## Work instruction
Look through the entries below and show every line containing the word "shown".

+ + + +

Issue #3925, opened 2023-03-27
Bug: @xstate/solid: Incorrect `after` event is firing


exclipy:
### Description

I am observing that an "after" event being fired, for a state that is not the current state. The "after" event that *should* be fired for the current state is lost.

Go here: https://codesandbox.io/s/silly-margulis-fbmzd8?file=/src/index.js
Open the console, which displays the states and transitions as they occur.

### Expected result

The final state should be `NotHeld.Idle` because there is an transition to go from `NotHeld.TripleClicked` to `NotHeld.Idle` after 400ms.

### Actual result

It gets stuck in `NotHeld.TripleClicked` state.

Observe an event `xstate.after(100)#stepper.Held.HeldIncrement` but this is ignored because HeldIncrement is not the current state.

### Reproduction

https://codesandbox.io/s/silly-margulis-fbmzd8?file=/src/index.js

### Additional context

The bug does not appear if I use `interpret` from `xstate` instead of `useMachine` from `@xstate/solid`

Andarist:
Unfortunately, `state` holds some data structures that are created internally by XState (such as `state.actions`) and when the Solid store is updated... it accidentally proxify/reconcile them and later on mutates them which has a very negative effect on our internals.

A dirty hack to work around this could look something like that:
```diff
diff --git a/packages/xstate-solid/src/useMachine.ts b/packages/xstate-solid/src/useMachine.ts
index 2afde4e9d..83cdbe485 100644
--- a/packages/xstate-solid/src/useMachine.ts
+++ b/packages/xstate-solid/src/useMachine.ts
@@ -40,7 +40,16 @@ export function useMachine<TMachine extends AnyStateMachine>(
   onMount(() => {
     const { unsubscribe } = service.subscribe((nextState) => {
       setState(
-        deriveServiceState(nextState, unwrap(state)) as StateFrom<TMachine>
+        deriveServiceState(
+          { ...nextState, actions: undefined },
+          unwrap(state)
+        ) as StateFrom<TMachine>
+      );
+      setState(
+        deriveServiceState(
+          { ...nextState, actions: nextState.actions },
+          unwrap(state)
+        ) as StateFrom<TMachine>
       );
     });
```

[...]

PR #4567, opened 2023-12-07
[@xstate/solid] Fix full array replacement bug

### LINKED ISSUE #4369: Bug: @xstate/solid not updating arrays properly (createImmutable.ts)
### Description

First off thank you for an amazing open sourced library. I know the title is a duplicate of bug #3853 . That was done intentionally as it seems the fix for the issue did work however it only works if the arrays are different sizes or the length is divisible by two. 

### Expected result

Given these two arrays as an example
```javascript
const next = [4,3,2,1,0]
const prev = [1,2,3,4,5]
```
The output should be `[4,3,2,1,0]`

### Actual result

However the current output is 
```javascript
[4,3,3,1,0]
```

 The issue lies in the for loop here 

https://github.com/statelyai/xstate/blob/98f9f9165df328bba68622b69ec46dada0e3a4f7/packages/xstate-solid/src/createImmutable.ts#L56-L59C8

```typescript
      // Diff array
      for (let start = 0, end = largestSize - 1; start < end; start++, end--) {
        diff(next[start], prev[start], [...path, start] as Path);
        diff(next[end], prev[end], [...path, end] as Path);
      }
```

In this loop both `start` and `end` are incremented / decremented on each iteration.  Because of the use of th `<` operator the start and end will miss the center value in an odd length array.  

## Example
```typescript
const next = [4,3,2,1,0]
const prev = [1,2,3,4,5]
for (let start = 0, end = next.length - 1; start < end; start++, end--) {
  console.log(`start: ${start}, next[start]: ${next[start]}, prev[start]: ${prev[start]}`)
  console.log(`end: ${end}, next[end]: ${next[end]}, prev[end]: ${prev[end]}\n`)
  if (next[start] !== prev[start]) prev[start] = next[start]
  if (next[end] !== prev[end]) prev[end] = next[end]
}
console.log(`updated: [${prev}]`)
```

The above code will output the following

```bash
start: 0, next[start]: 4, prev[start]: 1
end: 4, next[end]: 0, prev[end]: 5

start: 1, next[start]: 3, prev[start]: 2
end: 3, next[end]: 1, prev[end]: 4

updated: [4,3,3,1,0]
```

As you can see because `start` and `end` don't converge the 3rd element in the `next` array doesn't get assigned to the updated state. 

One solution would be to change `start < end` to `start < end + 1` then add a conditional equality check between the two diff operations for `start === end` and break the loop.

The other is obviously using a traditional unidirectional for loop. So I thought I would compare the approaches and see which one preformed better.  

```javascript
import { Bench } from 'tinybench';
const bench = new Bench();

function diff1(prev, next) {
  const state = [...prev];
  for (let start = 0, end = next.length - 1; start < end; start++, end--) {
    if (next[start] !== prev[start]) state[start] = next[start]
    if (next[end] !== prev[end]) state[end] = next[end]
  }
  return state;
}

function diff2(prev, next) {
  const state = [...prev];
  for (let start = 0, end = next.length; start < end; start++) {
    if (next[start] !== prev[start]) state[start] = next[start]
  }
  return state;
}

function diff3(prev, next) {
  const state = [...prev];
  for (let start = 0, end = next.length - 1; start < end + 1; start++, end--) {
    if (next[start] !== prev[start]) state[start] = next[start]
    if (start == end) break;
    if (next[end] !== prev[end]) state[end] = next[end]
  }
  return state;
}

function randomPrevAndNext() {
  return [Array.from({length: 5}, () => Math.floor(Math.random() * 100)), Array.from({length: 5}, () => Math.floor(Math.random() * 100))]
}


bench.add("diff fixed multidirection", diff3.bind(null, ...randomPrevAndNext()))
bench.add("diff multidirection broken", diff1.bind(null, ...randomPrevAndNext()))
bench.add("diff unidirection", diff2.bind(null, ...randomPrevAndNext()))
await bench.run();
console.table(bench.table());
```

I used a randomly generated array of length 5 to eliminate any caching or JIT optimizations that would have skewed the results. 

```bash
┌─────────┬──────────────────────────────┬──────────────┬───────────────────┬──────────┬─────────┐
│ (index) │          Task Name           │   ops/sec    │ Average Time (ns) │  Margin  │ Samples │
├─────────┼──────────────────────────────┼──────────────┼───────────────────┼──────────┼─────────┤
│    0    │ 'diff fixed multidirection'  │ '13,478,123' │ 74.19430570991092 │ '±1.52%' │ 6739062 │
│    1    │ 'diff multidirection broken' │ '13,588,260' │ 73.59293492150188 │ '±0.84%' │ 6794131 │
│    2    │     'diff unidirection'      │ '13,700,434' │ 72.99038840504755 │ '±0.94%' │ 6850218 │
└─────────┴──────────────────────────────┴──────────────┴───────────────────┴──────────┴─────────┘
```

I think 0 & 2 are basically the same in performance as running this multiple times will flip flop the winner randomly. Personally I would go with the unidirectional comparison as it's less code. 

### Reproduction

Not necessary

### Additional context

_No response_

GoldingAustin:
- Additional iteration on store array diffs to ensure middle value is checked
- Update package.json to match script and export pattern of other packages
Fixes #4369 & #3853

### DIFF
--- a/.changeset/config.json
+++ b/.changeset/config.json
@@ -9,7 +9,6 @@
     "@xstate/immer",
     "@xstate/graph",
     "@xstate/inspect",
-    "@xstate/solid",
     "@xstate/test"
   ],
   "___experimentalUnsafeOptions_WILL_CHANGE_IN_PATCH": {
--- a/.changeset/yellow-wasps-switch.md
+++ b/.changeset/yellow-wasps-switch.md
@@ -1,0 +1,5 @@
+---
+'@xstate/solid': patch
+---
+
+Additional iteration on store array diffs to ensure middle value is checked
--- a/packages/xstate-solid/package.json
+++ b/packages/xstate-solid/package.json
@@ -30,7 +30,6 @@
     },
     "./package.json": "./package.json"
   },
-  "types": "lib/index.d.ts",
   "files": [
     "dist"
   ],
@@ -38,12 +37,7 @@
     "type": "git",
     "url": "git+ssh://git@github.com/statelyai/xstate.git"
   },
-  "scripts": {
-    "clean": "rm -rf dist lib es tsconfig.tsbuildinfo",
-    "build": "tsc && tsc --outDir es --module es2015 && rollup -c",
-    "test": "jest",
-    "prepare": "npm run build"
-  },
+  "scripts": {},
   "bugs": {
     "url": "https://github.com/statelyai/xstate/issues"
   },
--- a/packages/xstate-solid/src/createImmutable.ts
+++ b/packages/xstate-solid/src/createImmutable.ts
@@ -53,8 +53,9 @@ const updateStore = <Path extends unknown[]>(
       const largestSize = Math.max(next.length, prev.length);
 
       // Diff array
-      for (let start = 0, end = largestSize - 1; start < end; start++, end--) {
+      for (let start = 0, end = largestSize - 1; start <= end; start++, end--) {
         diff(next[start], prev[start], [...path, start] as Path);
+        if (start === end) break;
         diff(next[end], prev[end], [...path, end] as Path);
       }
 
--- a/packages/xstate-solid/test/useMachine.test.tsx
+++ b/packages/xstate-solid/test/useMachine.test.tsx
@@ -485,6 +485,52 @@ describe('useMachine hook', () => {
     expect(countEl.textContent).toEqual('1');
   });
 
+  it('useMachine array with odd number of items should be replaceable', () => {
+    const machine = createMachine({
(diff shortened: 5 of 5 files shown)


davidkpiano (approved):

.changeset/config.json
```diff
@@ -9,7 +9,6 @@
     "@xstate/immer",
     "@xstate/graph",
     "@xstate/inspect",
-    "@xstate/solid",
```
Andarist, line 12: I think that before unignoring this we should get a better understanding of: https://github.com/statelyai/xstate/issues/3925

+ + + +

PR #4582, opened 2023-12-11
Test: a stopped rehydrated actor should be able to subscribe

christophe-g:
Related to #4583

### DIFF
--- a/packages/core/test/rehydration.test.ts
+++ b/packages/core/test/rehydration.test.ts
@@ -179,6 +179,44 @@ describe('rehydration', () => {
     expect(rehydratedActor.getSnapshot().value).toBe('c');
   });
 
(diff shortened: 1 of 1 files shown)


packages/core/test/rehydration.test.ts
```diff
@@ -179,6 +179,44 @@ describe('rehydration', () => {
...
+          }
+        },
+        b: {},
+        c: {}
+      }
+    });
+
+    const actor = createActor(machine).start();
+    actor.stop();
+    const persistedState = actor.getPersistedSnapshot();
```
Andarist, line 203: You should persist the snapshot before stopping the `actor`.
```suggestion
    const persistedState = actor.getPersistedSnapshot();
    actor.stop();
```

+ + + +

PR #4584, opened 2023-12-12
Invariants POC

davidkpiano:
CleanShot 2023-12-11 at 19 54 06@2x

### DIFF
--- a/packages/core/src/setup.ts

+ + + +

## Output of the task
(diff shortened: 5 of 5 files shown)
(diff shortened: 1 of 1 files shown)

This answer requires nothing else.